Le nucléaire joue un rôle clé dans certains pays (France, Belgique, Hongrie), assurant une production bas-carbone constante. L’efficacité énergétique progresse lentement, et le stockage ainsi que les réseaux intelligents peinent à absorber l’intermittence des renouvelables. La dépendance aux importations de gaz, notamment russe, reste évidemment un défi majeur pour la sécurité énergétique (ES 29/9/25).

Certes, les investissements de l’UE dans les énergies fossiles diminuent mais ils persistent, comme le montre le rapport de l’EEA : entre 2015 et 2025, ils ont chuté de 32 %. Pourtant, en 2025, les flux vers le charbon et le gaz repartent à la hausse, soulignant la dépendance durable de l’Europe aux infrastructures fossiles.

Un exemple supplémentaire des contradictions énergétiques dans lesquelles l’UE se retrouve pour des raisons géopolitiques : récemment, la Grèce, Chypre et Israël ont relancé leur coopération énergétique stratégique, soutenue activement par les États-Unis. Via le format “3+1” lors d’un sommet ministériel en novembre à Athènes, les quatre pays se sont engagés à renforcer la sécurité énergétique en Méditerranée orientale, diversifier les approvisionnements et réduire la dépendance vis‑à‑vis d’acteurs qualifiés de “malsains”. Ils soutiennent des projets d’interconnexion, notamment le corridor Inde-Moyen-Orient-Europe, et évoquent la création d’un “Energy Center” méditerranéen. Dans ce cadre, la construction d’un gazoduc reliant Israël à l’Europe via Chypre et la Grèce, avec un rôle accru des États-Unis, revient sur la table.

Le renforcement des corridors gaziers israélo‑chyprio‑gréco‑américains permet à l’UE de diversifier ses importations, réduisant sa dépendance aux hydrocarbures russes. Cela pourrait limiter l’influence stratégique de Moscou en Méditerranée orientale et met sous pression ses projets gaziers vers l’Europe.

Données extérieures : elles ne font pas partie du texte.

PR #433, opened 2024-06-11
Introduce Multi-cluster tests

### LINKED ISSUE #416: Multicluster support
**Summary**

Add support for running testsuite in multicluster environment.
With focus on distributed DNSPolicy and global RateLimitPolicy

**Documentation**

**Additional context**

**Test cases**

pehala:
* Replace `spokes` with `additional_clusters`
   *  Make the option a list instead of a dict
* `service_protection` config options are no longer clients
* Move Single-cluster specific stuff to Kuadrant/conftest.py 
* Add `multicluster` top level test directory for multicluster tests
* Add `dnspython` to check validity of DNSRecords

Closes #416


config/settings.yaml
```diff
@@ -26,6 +26,7 @@ default:
     reports_dir: "reports"
   default_exposer: "openshift"
   control_plane:
+    additional_clusters: {}
```
ficap, line 29: is it a list as stated in template or a dict?

testsuite/config/openshift_loader.py
```diff
@@ -26,20 +26,18 @@ def load(obj, env=None, silent=True, key=None, filename=None):
         tools = client.change_project(obj["tools"]["project"])
     obj["tools"] = tools
 
-    service_protection = obj.setdefault("service_protection", {})
-    inject_client(service_protection, client, "project")
-    inject_client(service_protection, client, "project2")
+    # service_protection = obj.setdefault("service_protection", {})
```
ficap, line 29: do something with this commented code. either delete or surround by if condition if needed in only some cases

testsuite/tests/multicluster/conftest.py
```diff
@@ -0,0 +1,184 @@
...
+
+@pytest.fixture(scope="session")
+def openshifts(testconfig, hub_openshift, skip_or_fail) -> list[OpenShiftClient]:
+    """Returns list of all OpenShifts on which to run Multicluster"""
+    additional_clusters = testconfig["control_plane"]["additional_clusters"]
+    if len(additional_clusters) == 0:
+        skip_or_fail("Only one cluster was provided for multi-cluster tests")
+    return [
+        hub_openshift,
+        *(cluster.change_project(testconfig["service_protection"]["project"]) for cluster in additional_clusters),
```
ficap, line 55: I know it's done on multiple places but why do you change project to service_protection.project instead of using the one passed in cluster definition? (what if in a weird scenario one wants to use different namespaces on different clusters?)

pehala: Cluster project is no longer used (because you need at least 3 namespaces not one) and using different namespaces for each cluster is not supported for same reason

ficap: if so I'd remove it from settings.local.yaml etc. to avoid confusion (of course in another PR :) ) just came around it and found it a bit weird

testsuite/tests/multicluster/conftest.py
```diff
@@ -0,0 +1,184 @@
...
+
+@pytest.fixture(scope="module", autouse=True)
+def commit(request, routes, dns_policies, tls_policies):  # pylint: disable=unused-argument
+    """Commits all policies before tests"""
+    components = [*dns_policies.values(), *tls_policies.values()]
+    for component in components:
+        request.addfinalizer(component.delete)
+        component.commit()
+    for component in components:
+        component.wait_for_ready()
```
trepel, line 184: I tried running using kua-stage-single, kua-multi-1, kua-multi-2 and here I needed to increase the timeout. TLSPolicies did not get ready in time, it was due to Certificate was not issued quick enough. If I used 180s timeout the test passed ok.

testsuite/tests/multicluster/conftest.py
pehala: Done

testsuite/tests/multicluster/conftest.py
pehala: It seems fixed

Makefile
```diff
@@ -45,23 +45,28 @@ test pytest tests: kuadrant
...
 kuadrant: poetry-no-dev
-	$(PYTEST) -n4 -m 'not standalone_only' --dist loadfile --enforce $(flags) testsuite
+	$(PYTEST) -n4 -m 'not standalone_only and not multicluster' --dist loadfile --enforce $(flags) testsuite
 
 kuadrant-only: ## Run Kuadrant-only tests
 kuadrant-only: poetry-no-dev
-	$(PYTEST) -n4 -m 'kuadrant_only and not standalone_only' --dist loadfile --enforce $(flags) testsuite
+	$(PYTEST) -n4 -m 'kuadrant_only and not standalone_only and not multicluster' --dist loadfile --enforce $(flags) testsuite
+
+multicluster: ## Run Multicluster only tests
```
jsmolar, line 66: add `multicluster` to `PHONY` targets. And remove `mgc`

testsuite/capabilities.py
```diff
@@ -10,20 +10,20 @@
...
     """Returns True, if Kuadrant deployment is present and should be used"""
-    if spokes := weakget(settings)["control_plane"]["spokes"] % {}:
-        for name, openshift in spokes.items():
+    project = settings["service_protection"]["system_project"]
+    if clusters := weakget(settings)["control_plane"]["additional_clusters"] % []:
+        for openshift in clusters:
+            name = openshift.api_url
             # Try if Kuadrant is deployed
             if not openshift.connected:
                 return False, f"Spoke {name} is not connected"
```
trepel, line 19: "Spoke" is not the right terminology anymore, there are two occurrences in this file that would be nice to replace with something more accurate. Maybe just `Cluster` ?

testsuite/tests/multicluster/conftest.py
trepel: Yes, it works now, thanks!

testsuite/tests/multicluster/test_multicluster_dns.py
```diff
@@ -0,0 +1,33 @@
+"""Tests DNS/TLSPolicy across multiple clusters"""
+
+import dns.resolver
+import pytest
+
+pytestmark = [pytest.mark.multicluster]
```
averevki, line 6: there should also be other marks, no? if it is explicitly set in Makefile to not run multicluster tests with other targets. I see at least additional dns and tls marks here

pehala: For now, the multicluster tests are completely separated from other tests, due to their very different setup and configuration requirements, so I didnt add more marks

averevki (dismissed):

trepel (approved):
The test passed using kua- -stage and -multi-1/2 clusters. Code looks good to me. What would be nice to have is more descriptive error messages in case of issues with clusters. E.g. if invalid token is passed for `additional_clusters` config  the error message was `error: current-context must exist in order to minify`. No need as part of this PR ofc.

pehala:
Rebased to resolve merge conflicts

PR #437, opened 2024-06-12
Add tests for Defaults

### LINKED ISSUE #375: Atomic defaults tests
**Summary**

The kuadrant operator now allows defaults to be set for AuthPolicy and RateLimitPolicy. Test that these defaults work properly and are mutually exclusive with setting policy in spec.

**Documentation**

Implementing PRs: https://github.com/Kuadrant/kuadrant-operator/pull/503, https://github.com/Kuadrant/kuadrant-operator/pull/456, https://github.com/Kuadrant/kuadrant-operator/pull/536
RFC: https://github.com/Kuadrant/architecture/blob/main/rfcs/0009-defaults-and-overrides.md

**Test cases**

Repeat each for AuthPolicy and RateLimitPolicy

* Tests functionality of rules set within the `defaults` block
    - Set HTTPRoute attached policy with an explicit defaults block
    - verify the policy inside the defaults block functions as a normal policy
 
* Test mutual exclusivity of `defaults` block with other rules
    - set HTTPRoute attached policy configured both with regular config and config inside a `defaults` block
    - Check that policy is rejected due to `Implicit and explicit defaults are mutually exclusive`

* Test policy inheritability and PolicyAffected condition
    -  Attach a policy with a configured `defaults` block to your gateway
    - Check the status of the gateway's HTTPRoute
    - status should specify `Object affected by {Auth|RateLimit}Policy x`
    - Curl the route to verify the policy attached to gateway got applied to your HTTPRoute

* Test policy discoverability
    -  Attach a policy with a configured `defaults` block to your gateway
    - Create a new HTTPRoute attached to your gateway
    - Check HTTPRoute status, it should specify `Object affected by {Auth|RateLimit}Policy x`
    - Curl the route to verify the policy attached to gateway got applied to your HTTPRoute

averevki:
### Changes

- Add the Defaults&Overrides interface to the testsuite
- Add tests for the Defaults

Closes #375


testsuite/tests/kuadrant/defaults_overrides/__init__.py
pehala, line 1: If you do not need any conftest you can simply remove this directory

testsuite/policy/authorization/sections.py
```diff
@@ -67,10 +67,18 @@ def section(self):
...
-        self.section.update({name: value})
+
+        if defaults:
+            section = self.obj.model.spec.setdefault("defaults", {}).setdefault("rules", {})
+        elif overrides:
+            section = self.obj.model.spec.setdefault("overrides", {}).setdefault("rules", {})
+        else:
+            section = self.section
+
+        section.setdefault(self.section_name, {})[name] = value
```
pehala, line 81: `section.setdefault(self.section_name, {})[name] = value` if fundamentally different that previous `self.section.update({name: value})` why? Even if I do not specify overrid or default the call is simply very different

testsuite/tests/kuadrant/defaults_overrides/defaults/test_rules_exclusivity.py
```diff
@@ -0,0 +1,36 @@
...
+@pytest.fixture(scope="module")
+def commit():
+    """We need to try to commit objects during the actual test"""
+    return None
+
+
+def test_rules_exclusivity(authorization, rate_limit):
+    """Test that server will reject object with implicit and explicit defaults defined simultaneously"""
+    for component in [authorization, rate_limit]:
+        result = component._object_def_action("create", auto_raise=False)  # pylint: disable=protected-access
```
pehala, line 35: This is very weird call I would use component.commit and pytest.raises

averevki: I want to catch mutually exclusive error message here. Commit/create from the oc library would show only something basic like `Error during object creation`

pehala: I believe you can still instropect the error if caught that way. In any way using protected function doesnt seem optimal and there is almost certainly a better method

averevki: You actually were right, pytest.rises match will catch the message. Thanks

testsuite/tests/kuadrant/defaults/test_rules_exclusivity.py
```diff
@@ -0,0 +1,37 @@
...
+    return rate_limit
+
+
+@pytest.fixture(scope="module")
+def commit():
+    """We need to try to commit objects during the actual test"""
+    return None
+
+
+def test_rules_exclusivity(authorization, rate_limit):
```
pehala, line 33: how about parametrizing it instead? In that wa, it will be two separate testcase and it will be much clearer what failed

testsuite/tests/kuadrant/defaults/test_basic.py
```diff
@@ -0,0 +1,45 @@
+"""Test basic enforcement of the rules inside the 'defaults' block of the AuthPolicy and RateLimitPolicy"""
+
+import pytest
+
+from testsuite.httpx.auth import HttpxOidcClientAuth
+from testsuite.policy.rate_limit_policy import Limit
+
+pytestmark = [pytest.mark.kuadrant_only, pytest.mark.limitador]
+
+LIMIT = Limit(3, 5)
```
martinhesko, line 10: Why has this been defined separately as a global variable?

averevki: For consistency across usages. Fixture seems too expansive for this. Tell me if you know of any disadvantages

martinhesko: Makes sense, LGTM

martinhesko (approved):

testsuite/policy/authorization/sections.py
```diff
@@ -67,10 +67,18 @@ def section(self):
         """The actual dict section which will be edited"""
         return self.obj.auth_section.setdefault(self.section_name, {})
 
-    def add_item(self, name: str, value: dict, **common_features):
+    def add_item(self, name: str, value: dict, *, defaults: bool = False, overrides: bool = False, **common_features):
```
pehala, line 70: How will this work with AuthConfig?

averevki: AuthConfig doesn't support D&O. Only AuthPolicy and RateLimitPolicy

pehala: Thats precisely why I am asking, Sections are used by both AuthConfig and AuthPolicy

averevki: The idea was "just don't use it with AuthConfig" 😄 . Pytest marks should restrict this. Do you want this to be completely forbidden?

pehala: Well, I think we are solving defaults in a wrong place. My issues with this solution:
1) It doesnt clearly show how defaults are applied:
  * Consider how we add stuff now: `authorization.identity.add_oidc` -> this clearly indicates that we go into identity section and add some infor about OIDC. It could be better but I still think it conveys information nicely. 
  * Now look how default are done `authorization.identity.add_oidc(default=True)` ->If I read this I will assume it is the same section but we add default parameter somewhere (also could be only me), but that is not true. We need to add in a completely different section (`defaults` instead of `rules`) and I would never guessed it in a first place nor would I be able to replicate it directly in AP.
2) It is used by AuthConfig as well. While this could be easily ignored, it adds another bit of abstraction magic to already magic class and now will not work universally, as was originally intended, but that was long time ago and we can agree to change it.

My preferred way to deal with D&O would be like this as you are adding it to a completely different section:
`authorization.defaults.identity.add_oidc`, `authorization.overrides.identity.add_oidc`, `authorization.rules.identity.add_oidc` (this could be default if you dont specify anything to be backwards compatible).

This would be trickier to implement but I think it would be a cleaner solution. Question is if this solution (or any other cleaner one) warrants the time investment needed.

averevki: These examples are definitely cleaner. I'll look what I can do. Do you want to merge these tests in the meantime? I think it is easily refactorable with what I have now.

Mais comme le dit l’expert JM Jancovici à propos d’un rapport du Shift Project sur la « double contrainte carbone » : l’Europe doit décarboner non seulement pour le climat, mais aussi pour sécuriser ses approvisionnements énergétiques. La dépendance aux importations, en déclin futur, rend la transition énergétique essentielle pour éviter des perturbations économiques et sociales.

 Le rapport du Shift est clair : seule la décarbonation fera la souveraineté de l’Europe. Pas les énergies fossiles.